Nicole also discovers a building contractor whom Mark hired to expand their deck, and who tells her that Mark was unusually hands-on about watching the work being done and dictating how it was supposed to go. Mark’s explanation for why he’d undertake a major remodeling project at such a stressful time in their relationship is that he expected her to get a promotion at work which would require them to do more entertaining at home — but at this point both Nicole and the audience begin to suspect that Mark really killed Luc, who’s disappeared, and used the new construction to bury his body under the new deck, Rear Window-style. At the end it turns out — more or less, because writer Tracy Andreen isn’t exactly big on plot clarity — that Mark conspired with the therapist not only to knock off Luc, for whom Nicole was planning to leave him when she had the accident, but to bury the body — and the two plan to bury Nicole alive and put her under the deck once she finds out the truth. Evidently either Andreen decided to write a non-linear script or Luc survived after all, because after Mark and the corrupt therapist are arrested and Nicole is rescued from premature entombment, our last shot of her is she’s once more on a train, going to meet Luc — or was that what she was doing when she had the accident originally?
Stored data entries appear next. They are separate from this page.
PR #89, opened 2021-10-28
Add a config to write all logs as a zip file

mars-lan:
### 🤔 Why?

To help debug any potential issues during the run.

### 🤓 What?

All logs are written to a temp location before moving to the final destination or upload to s3 bucket as a zip.
Also need to fix the AWS role assuming code to make smart_open to actually make use the assumed credential.

### 🧪 Tested?

Manually tested end-to-end to make sure that it writes but locally and to S3. 

Screen Shot 2021-10-28 at 12 34 23 PM

### DIFF
--- a/metaphor/common/file_sink.py
+++ b/metaphor/common/file_sink.py
@@ -74,7 +74,7 @@ class FileSink(Sink):
 
         prefix = self.path[0:-5]
 
-        zip_file = tempfile.mktemp(suffix=".zip")
+        _, zip_file = tempfile.mkstemp(suffix=".zip")
         arcname = f"{path.basename(prefix)}.log"
         with ZipFile(zip_file, "w", ZIP_DEFLATED) as file:
             file.write(LOG_FILE, arcname=arcname)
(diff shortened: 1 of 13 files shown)


metaphor/common/file_sink.py
```diff
@@ -50,6 +60,26 @@ def _sink(self, messages: List[dict]) -> bool:
...
+        prefix = self.path[0:-5]
+
+        _, zip_file = tempfile.mkstemp(suffix=".zip")
+        arcname = f"{path.basename(prefix)}.log"
+        with ZipFile(zip_file, "w", ZIP_DEFLATED) as file:
+            file.write(LOG_FILE, arcname=arcname)
+
+        with open(zip_file, "rb") as file:
+            write_file(
+                f"{prefix}-log.zip", file.read(), True, s3_session=self.s3_session
```
alyiwang, line 84: Here it's prefix-log.zip, but in your test example, it's bigquery.zip ? Would prefer with `-log`

alyiwang (approved):
Otherwise, LGTM
This is great for debugging!

metaphor/common/file_sink.py
mars-lan: Yeah sorry the screen capture was done before this change.

Issue #76, opened 2021-10-26
Breaking changes in 0.8


mars-lan:
- Unified database/schema/table filter in config files (https://app.shortcut.com/metaphor-data/story/4106)
- Split off redshift to its own connector
- Rename  config `exclude_views` to `include_views` for `snowflake.usage` connector
- Rename config `projectSourceUrl` to `project_source_url` for `looker` & `dbt` connectors

PR #91, opened 2021-10-29
Rename config key for consistency

mars-lan:
### 🤔 Why?

As part of https://github.com/MetaphorData/connectors/issues/76

### 🤓 What?

As titled. Not bumping PyPI version on purpose.

### 🧪 Tested?

Added unit test.

### DIFF
--- a/metaphor/looker/config.py
+++ b/metaphor/looker/config.py
@@ -39,7 +39,7 @@ class LookerRunConfig(RunConfig):
     connections: Dict[str, LookerConnectionConfig]
 
     # Source code URL for the project directory
-    projectSourceUrl: Optional[str] = None
+    project_source_url: Optional[str] = None
 
     verify_ssl: bool = True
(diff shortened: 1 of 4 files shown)


metaphor/looker/config.py
```diff
@@ -39,7 +39,7 @@ class LookerRunConfig(RunConfig):
     connections: Dict[str, LookerConnectionConfig]
 
     # Source code URL for the project directory
-    projectSourceUrl: Optional[str] = None
+    project_source_url: Optional[str] = None
```
alyiwang, line 42: The DBT config has the same key that need to be changed too.

mars-lan: SGTM. Will do it in a follow-up PR as it involved refactoring out the config class.

alyiwang: sounds good

alyiwang (approved):

PR #92, opened 2021-10-29
Split redshift connector into its own class

mars-lan:
### 🤔 Why?

As part of https://github.com/MetaphorData/connectors/issues/76. This will allow us to add redshift-specific code easily in the future.

### 🤓 What?

Create a separate redshift connection, which for now simply inherits pretty much everything from postgresql connector.

### 🧪 Tested?

Against local postgres:

```
$ python -m metaphor.postgresql ~/Desktop/local/postgres.yml 
...
2021-10-29 09:04:15,395 INFO - Fetched 1 entities
2021-10-29 09:04:15,413 INFO - Extractor ended successfully
```


alyiwang (dismissed):
This is good, it will be easier for me to do https://app.shortcut.com/metaphor-data/story/3610/use-svv-table-info-to-get-table-size-for-redshift and https://app.shortcut.com/metaphor-data/story/3968/add-redshift-usage-crawler , not that I don't need to worry to both cases working.

alyiwang (approved):

PR #98, opened 2021-11-01
Capture field length for Redshift Postgres [sc-3506]

alyiwang:
### 🤔 Why?

Surface more column info for user

### 🤓 What?

- Fill in column data size and precision
- Rewrite the fetch_column and fetch_constraints to issue much less queries and improve speed.

### 🧪 Tested?

Local crawler run, diff with previous result.
The MCE different is only in the max_length and precision fields and timestamps.

### DIFF
--- a/metaphor/postgresql/extractor.py
+++ b/metaphor/postgresql/extractor.py
@@ -239,12 +239,18 @@ class PostgreSQLExtractor(BaseExtractor):
 
     @staticmethod
     def _build_field(column) -> SchemaField:
-        field = SchemaField()
-        field.field_path = column["column_name"]
-        field.native_type = column["data_type"]
-        field.nullable = column["is_nullable"] == "YES"
-        field.description = column["description"]
-        return field
+        return SchemaField(
+            field_path=column["column_name"],
+            native_type=column["data_type"],
+            nullable=column["is_nullable"] == "YES",
+            description=column["description"],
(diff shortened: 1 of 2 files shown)


metaphor/postgresql/extractor.py
```diff
@@ -71,12 +73,10 @@ async def _extract(
...
-                # TODO: parallel fetching
-                for schema, name, fullname in tables:
-                    dataset = self._datasets[fullname]
-                    await self._fetch_columns(conn, schema, name, dataset)
-                    if not redshift:
-                        await self._fetch_constraints(conn, schema, name, dataset)
+                await self._fetch_columns(conn, db)
+
+                if not redshift:
+                    await self._fetch_constraints(conn, db)
```
mars-lan, line 79: Consider implementing redshift-specific `_fetch_constraints` in `RedshiftConnector` directly?

alyiwang: There are several places that are postgres-only or need to implement for redshift. I will duplicate the crawler code and do the implementation. Probably in https://app.shortcut.com/metaphor-data/story/3610/use-svv-table-info-to-get-table-size-for-redshift
This PR is for adding field length and some no-change refactoring. Maybe no expand the scope too much.

mars-lan (approved):

PR #545, opened 2023-07-03
fix tableau asset name when there is no project

alyiwang:
### 🤔 Why?

There are cases that the tableau dashboard or datasource doesn't have project or under personal space. We don't want the name to like `None.xxx`

### 🤓 What?

- add `<project>` to name only when the project exists.

### 🧪 Tested?

tested against Tableau server and verified MCE.


metaphor/tableau/extractor.py
```diff
@@ -147,6 +148,7 @@ def _extract_dashboards(self, server: tableau.Server) -> None:
         )
         for workbook in workbooks:
             server.workbooks.populate_views(workbook, usage=True)
+            logger.info(json.dumps(workbook.__dict__, default=str))
```
mars-lan, line 151: Drop?

metaphor/tableau/extractor.py
```diff
@@ -214,7 +216,7 @@ def _parse_dashboard(self, workbook: tableau.WorkbookItem) -> None:
         total_views = sum([view.total_views for view in views])
 
         dashboard_info = DashboardInfo(
-            title=f"{project_name}.{workbook.name}",
+            title=f"{project_name}.{workbook.name}" if project_name else workbook.name,
```
mars-lan, line 219: Moved the logic to an util function?

alyiwang: updated

metaphor/tableau/extractor.py
```diff
@@ -201,22 +199,32 @@ def _parse_project_names(self, projects: List[tableau.ProjectItem]) -> None:
                 parent_name = self._projects[project.parent_id]
                 self._projects[project.id] = f"{parent_name}.{project.name}"
 
+    def _build_asset_name(
```
mars-lan, line 202: Add a test as well? Thanks.

alyiwang: added

mars-lan (approved):

PR #547, opened 2023-07-06
Update Fivetran crawler to output Pipeline [sc-19032]

alyiwang:
### 🤔 Why?

We made pipeline a first-class citizen, now we should make use of it in the crawler

### 🤓 What?

- Update Fivetran crawler to output Pipeline
- Link dataset upstream to pipeline entity
- Remove `entityUpstream` aspect since it's a exact duplicate of `datasetUpstream`, and the resolver should be able to fallback to `datasetUpstream` automatically. 

### 🧪 Tested?

tested against fivetran server and verified MCE


tests/fivetran/test_extractor.py
```diff
@@ -95,4 +96,6 @@ async def test_extractor(mock_get: MagicMock, test_root_dir: str):
     extractor = FivetranExtractor(dummy_config())
     events = [EventUtil.trim_event(e) for e in await extractor.extract()]
 
+    print(json.dumps(events))
```
mars-lan, line 99: Drop?

metaphor/fivetran/extractor.py
```diff
@@ -263,16 +274,28 @@ def _init_dataset(
                 platform=destination_platform,
                 account=self.get_snowflake_account_from_config(destination.config),
             ),
-            upstream=DatasetUpstream(source_datasets=[], field_mappings=[]),
+            entity_upstream=EntityUpstream(
```
mars-lan, line 277: Let's stick to `DatasetUpstream` for now? We can do a complete migration later?

alyiwang: updated

mars-lan (approved):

We don’t know, and Andreen isn’t about to tell us — neither Andreen’s name nor their imdb.com page lets us know whether she’s a man or a woman, but whichever gender s/he belongs to s/he obviously thinks s/he’s Eternal Sunshine of the Spotless Mind author Charlie Kaufman. Alas, Andreen is as far removed from Kaufman’s talent level as his/her director, David Jackson, is from Alfred Hitchcock’s, whom he’s obviously ineptly trying to emulate. Unlike Fatal Defense, which was just silly, Off the Rails had the potential to be a good movie with more sensitive (and coherent) writing and tighter direction; as it is, it’s watchable more for Hannah Barefoot’s capably hard-bitten performance in the lead and the hot bods of Thomas Beaudoin and Andreas Damm as the two men in Nicole’s life than for anything in Andreen’s script or Jackson’s direction.